The Chinese open-weights labs (DeepSeek, Qwen, Moonshot) will continue to win on raw benchmark numbers. Cohere is not playing that game. Cohere is competing on post-training engineering — the unglamorous, infrastructure-heavy, infrastructure-pays-off work that nobody tweets about and everybody eventually copies. North Mini Code is the proof point.

If you are building coding agents, download the weights this week, run them through your eval, and pay attention to the cross-harness numbers more than the headline index. The 2.8x throughput advantage at the same hardware cost is what makes the model a fit for production. The Apache 2.0 license is what makes it a fit for procurement. The cross-harness training is what makes it a fit for the messy real world of agent stacks that change every quarter.
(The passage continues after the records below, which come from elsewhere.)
PR #1024, opened 2024-03-13
Delete text on user me loans

Adamik10:
#### Link to issue
https://reload.atlassian.net/browse/DDFLSBP-463

#### Description

Removes subheadline from loan list modal about where the loan can be returned.

#### Screenshot of the result
-

-


Dresse (changes requested):
Good that you have removed it in dpl-react, but I also think it would be best to remove it from dpl-cms.

Also shouldn't it also be removed from the groupModalArgs.ts file?
https://github.com/danskernesdigitalebibliotek/dpl-react/blob/sprint/lsbp-12/src/core/storybook/groupModalArgs.ts

Dresse (approved):
LGTM

Dresse:
> Jeez, thx for this! I am a bit slow when it comes to thinking these days 😅

No worries! 😄

PR #1031, opened 2024-03-15
Don't show digital material quota if not logged in home municipality

Adamik10:
#### Link to issue
https://reload.atlassian.net/browse/DDFLSBP-439

#### Description
Don't show digital material loan quota on the user profile page if the user is logged in in a different municipality then their home one.

#### Screenshot of the result
-

-


Dresse (approved):
LGTM 👍

PR #2563, opened 2026-05-27
chore: move agent-type registry to its own module [NR-568043]

sigilioso:
This PR refactors the code handling the Agent Type registry by moving it to its own `registry` module under `agent_type`. It also renames some structs to make them consistent:
- `AgentRegistry` --> `AgentTypeRegistry`
- `AgentRepositoryError` --> `AgentTypeRepositoryError`

The purpose of this refactor is making room for new registry implementations without growing the current flat `agent_type` module further.

### DIFF
--- a/agent-control/src/agent_type/registry.rs
+++ b/agent-control/src/agent_type/registry.rs
@@ -18,8 +18,7 @@ pub enum AgentTypeRegistryError {
 
 /// AgentTypeRegistry stores and loads Agent types.
 pub trait AgentTypeRegistry {
-    // get returns an Agent type given a definition.
-    // TODO: evaluate if returning an owned value is needed, CoW?
+    // Returns an Agent type given a definition.
     fn get(&self, name: &str) -> Result<AgentTypeDefinition, AgentTypeRegistryError>;
 }
 
--- a/agent-control/src/agent_type/registry.rs
+++ b/agent-control/src/agent_type/registry.rs
@@ -1,9 +1,11 @@
+pub mod embedded;
+
 use thiserror::Error;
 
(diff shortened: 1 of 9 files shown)


agent-control/src/agent_type/registry.rs
```diff
@@ -14,11 +16,10 @@ pub enum AgentRepositoryError {
     ValueConversion(#[from] serde_json::Error),
 }
 
-/// AgentRegistry stores and loads Agent types.
-pub trait AgentRegistry {
-    // get returns an Agent type given a definition.
-    // TODO: evaluate if returning an owned value is needed, CoW?
```
sigilioso, line 20: I've just removed the TODO because we have only two _production_ calls:

- [EffectiveAgentAssembler](https://github.com/newrelic/newrelic-agent-control/blob/6a439079529c3fdcca1906e8b301e5fa3bbc86e1/agent-control/src/sub_agent/effective_agents_assembler.rs#L168-L178) actually needs ownership.
- [ConfigValidator](https://github.com/newrelic/newrelic-agent-control/blob/6a439079529c3fdcca1906e8b301e5fa3bbc86e1/agent-control/src/agent_control/config_validator.rs#L43-L49): it doesn't need to own the AgentTypeDefinition but it doesn't need the reference neither. If we are worried about the performance we could add an `exits` method instead.

I don't think that `CoW` helps here, but we could also consider returning the `&AgentTypeDefinition` reference and cloning it explicitly when on the `EffectiveAgentAssembler`, but considering it involves introducing some additional complexity by introducing the lifetime in the trait method. I'm not sure if its worth it.

danielorihuela (approved):

PR #2565, opened 2026-05-27
feat: extend agent-type-registry trait [NR-568043]

sigilioso:
The `RegistryDynamicConfigValidator` only needs to verify that a given agent type id exists in the registry, but it was forced to call `AgentTypeRegistry::get`, which returns (and clones) the full AgentTypeDefinition only for the result to be discarded. 

This PR adds an explicit `contains` method to the trait so callers that just need an existence check don't pay the cost of cloning the definition unnecessarily.


sigilioso:
I'm closing it for now as it actually makes the Registry extension harder. We can bring it back when the registry changes are ready.

PR #2570, opened 2026-05-29
fix: update messages for canaries alerts

vjripoll:
Improve alert messages to clarify when an alert is trigger or closed with better structure.

### DIFF
--- a/test/onhost-canaries/terraform/main.tf
+++ b/test/onhost-canaries/terraform/main.tf
@@ -391,7 +391,9 @@ resource "newrelic_notification_channel" "slack_channel" {
 
   property {
     key   = "payload"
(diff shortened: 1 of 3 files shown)


sigilioso (commented):
Thanks!

Would it make sense to use [jsonencode](https://developer.hashicorp.com/terraform/language/functions/jsonencode) to make the block easier to read/update?

Another alternative could be using a [templatefile](https://developer.hashicorp.com/terraform/language/functions/templatefile) and maybe we could even avoid repeating almost the same block in both files.

sigilioso (approved):
LGTM

Would it make sense to apply the change as soon as possible? Just to avoid potential issues in nightlies / pre-releases.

I have been waiting for a model that treats the agent harness as part of the model. Cohere just shipped it.

— Mr. Technology

Released: June 9, 2026. Model: Cohere North Mini Code 1.0, 30B MoE (128 experts, 8 active, SwiGLU), 3B active parameters per token, 256K context, 64K max output, Apache 2.0. Architecture: decoder-only Transformer, 3:1 sliding-window (RoPE) / global (no positional embeddings) attention, sigmoid-then-top-k routing, one dense layer before sparse MoE. Post-training: two-stage cascaded SFT (64K then 128K context) followed by asynchronous RL with CISPO loss, windowed FIFO queue, 512-rollout batches, group size 8, binary unit-test reward with 0 for invalid tool calls. Evaluation: SWE-Bench Verified 80.2% pass@10, Terminal-Bench v2 55.1% pass@10, Artificial Analysis Coding Index 33.4. Speed: 2.8x output throughput vs Devstral Small 2 at same hardware, 30% lower inter-token latency, slightly slower TTFT. Hardware minimum: 1× H100 at FP8. Sources: Hugging Face — Cohere North Mini Code model card, Hugging Face blog — Introducing North Mini Code, Cohere Docs — North Mini Code 1.0, MarkTechPost — Meet North Mini Code, ExplainX — Cohere North Mini Code deep dive.